_Information shown:_
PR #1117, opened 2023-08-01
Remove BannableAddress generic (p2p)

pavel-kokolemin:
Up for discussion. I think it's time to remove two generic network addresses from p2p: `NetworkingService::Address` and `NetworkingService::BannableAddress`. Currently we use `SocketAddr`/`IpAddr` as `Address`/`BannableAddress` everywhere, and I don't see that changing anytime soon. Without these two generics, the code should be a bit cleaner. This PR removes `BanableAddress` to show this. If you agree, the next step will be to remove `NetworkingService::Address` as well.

_Your objective:_ Nothing should be missing: every line above must be reproduced exactly.

_Answer box:_
PR #1117, opened 2023-08-01
Remove BannableAddress generic (p2p)

pavel-kokolemin:
Up for discussion. I think it's time to remove two generic network addresses from p2p: `NetworkingService::Address` and `NetworkingService::BannableAddress`. Currently we use `SocketAddr`/`IpAddr` as `Address`/`BannableAddress` everywhere, and I don't see that changing anytime soon. Without these two generics, the code should be a bit cleaner. This PR removes `BanableAddress` to show this. If you agree, the next step will be to remove `NetworkingService::Address` as well.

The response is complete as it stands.